MantaBase wrote:
Corners?
Is that the programming term?
Just wondering. We call them end cases or end members. I was just wondering what the official term was. End member is a physical science term.
I believe that what you're refering to as end cases and my corner cases are the same thing. It is just a difference in how you visualize the problem. In a nutshell, here is how corner cases were explained to me. Say we have a function that simply takes an int and returns an int that is 10 larger. Very simple.
Code:
public int add10(int i) { return i + 10; }
Now visualize the input it as a mathematical function with the input i being a value on the x axis and the output a value on the y axis. So what are the acceptable values of x (not in terms of what will return a correct value, but what will the compiler allow me/you to pass to the function)? Anything greater than or equal to Integer.MIN and less than or equal to Integer.MAX, right? And for y it will be anything greater than Integer.MIN + 10 up to Integer.MAX. So now we have a square representing all possible combinations of input and output. Now the idea is that most errors are not going to be in the middle of this square, but around the edges and in the corners. So a good sequence of test inputs would probably be to start with 0, 1, 10, 1000, 1 million, -1 million to make sure things are working. Basic blackbox testing. Next jump to the far edges and see what happens when you try Integer.MAX - 2 which returns an incorrect result. We can grey out a small vertical strip along the rightmost edge that causes overflow. A more thorough testing would include the value of a corner and corner + 1 in every direction... same thing with the edges. A more difficult problem with two inputs and a return value has x,y inputs and a z return value with many more corners and edges to check.
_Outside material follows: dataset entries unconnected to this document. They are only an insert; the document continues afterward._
PR #2178, opened 2019-05-29
docstore: new semantics for action lists

jba:
Action lists are always unordered, and execute actions independently.

This PR does most of the work, but not every provider does independent execution yet.


internal/docstore/mongodocstore/mongo.go
```diff
@@ -230,41 +230,40 @@ func (c *collection) Key(doc driver.Document) (interface{}, error) {
...
-// TODO(jba): use bulk RPCs.
 func (c *collection) RunActions(ctx context.Context, actions []*driver.Action, opts *driver.RunActionsOptions) driver.ActionListError {
-	if opts.Unordered {
-		return c.runActionsUnordered(ctx, actions, opts)
+	errs := make([]error, len(actions))
+	beforeGets, gets, writes, afterGets := driver.GroupActions(actions)
+	c.runGets(ctx, beforeGets, errs, opts)
+	var wg sync.WaitGroup
+	wg.Add(1)
+	go func() { defer wg.Done(); c.runGets(ctx, gets, errs, opts) }()
```
shantuo: I think you can just use a errCh and block under afterGets, seems clearer.

internal/docstore/mongodocstore/mongo.go
```diff
@@ -642,38 +460,74 @@ func (c *collection) unorderedBulkWrite(ctx context.Context, iactions []indexedA
...
-	for i, newID := range newIDs {
-		if err := iactions[i].action.Doc.SetField(c.idField, newID); err != nil {
-			alerr = append(alerr, indexedError{iactions[i].index, err})
+		reterrs = append(reterrs, gcerr.Newf(gcerr.NotFound, nil, "some writes failed (replaced %d, upserted %d, out of total %d)", res.MatchedCount, res.UpsertedCount, nNonCreateWrite))
+	}
+	return reterrs
+}
+
+func (c *collection) determineDeleteErrors(ctx context.Context, models []mongo.WriteModel, actions []*driver.Action, errs []error) {
+	// TODO(jba): do this concurrently.
```
shantuo: I'll also change this to use `Find` when I update get.

internal/docstore/mongodocstore/mongo.go
```diff
@@ -642,38 +460,74 @@ func (c *collection) unorderedBulkWrite(ctx context.Context, iactions []indexedA
...
-	}
-	for i, newID := range newIDs {
-		if err := iactions[i].action.Doc.SetField(c.idField, newID); err != nil {
-			alerr = append(alerr, indexedError{iactions[i].index, err})
+		reterrs = append(reterrs, gcerr.Newf(gcerr.NotFound, nil, "some writes failed (replaced %d, upserted %d, out of total %d)", res.MatchedCount, res.UpsertedCount, nNonCreateWrite))
+	}
+	return reterrs
+}
+
+func (c *collection) determineDeleteErrors(ctx context.Context, models []mongo.WriteModel, actions []*driver.Action, errs []error) {
```
shantuo: Just want to make sure mongo does report error on deleting items that don't exist.

internal/docstore/driver/util.go
```diff
@@ -48,3 +50,44 @@ func SplitActions(actions []*Action, split func(a, b *Action) bool) [][]*Action
...
+			writes[a.Key] = a
+		}
+	}
+
+	vals := func(m map[interface{}]*Action) []*Action {
+		var as []*Action
+		for _, v := range m {
+			as = append(as, v)
+		}
+		// Sort so the order is always the same for replay.
```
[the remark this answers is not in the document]
jba: Map iteration order is undefined and changes on every run. So the returned slices would be in a different order each time you run the test. So the replayer can't find the request that was recorded.

internal/docstore/driver/util.go
```diff
@@ -48,3 +50,44 @@ func SplitActions(actions []*Action, split func(a, b *Action) bool) [][]*Action
 	collect()
 	return groups
 }
+
```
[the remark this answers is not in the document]
jba: Done.

internal/docstore/firedocstore/fs.go
```diff
@@ -250,81 +250,77 @@ func (c *collection) Key(doc driver.Document) (interface{}, error) {
...
+					seen[a] = true
+				}
+			}
 		}
+		c.batchGet(ctx, toRun, errs, opts)
+	}
+}
+
+// Collect the Get actions into groups with the same set of field paths.
+func groupByFieldPath(gets []*driver.Action) [][]*driver.Action {
```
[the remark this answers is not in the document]
jba: I agree. Let's see if it's needed anywhere else first.

internal/docstore/mongodocstore/mongo.go
jba: Good idea. Done.

internal/docstore/mongodocstore/mongo.go
jba: It doesn't, but docstore doesn't consider that an error.

jba:
PTAL.

internal/docstore/mongodocstore/mongo.go
shantuo: Would this be correctly reported once the issue you reported got fixed? So would the mismatched `nNonCreateWrite` number?

jba:
> Would this be correctly reported once the issue you reported got fixed? So would the mismatched nNonCreateWrite number?

The delete errors wouldn't be correctly reported even if the issue was fixed, because a delete with a non-matching document is not an error. The creates would be fixed, however.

BTW, you almost always want to test 0 and 1 because of their interesting math properties - screwing up something like 2^0 makes you feel pretty dumb! If it were a higher math problem, you would probably want to check
e, pi, etc.
By end cases, do you mean when to terminate a loop? You can approach it similiarly. BTW, this is more formal than what I was suggesting previously. I like the extreme programming philosphy of writing unit tests
before coding because it makes you think a bit harder about the problem and solution before wasting any time writing a bad implementation.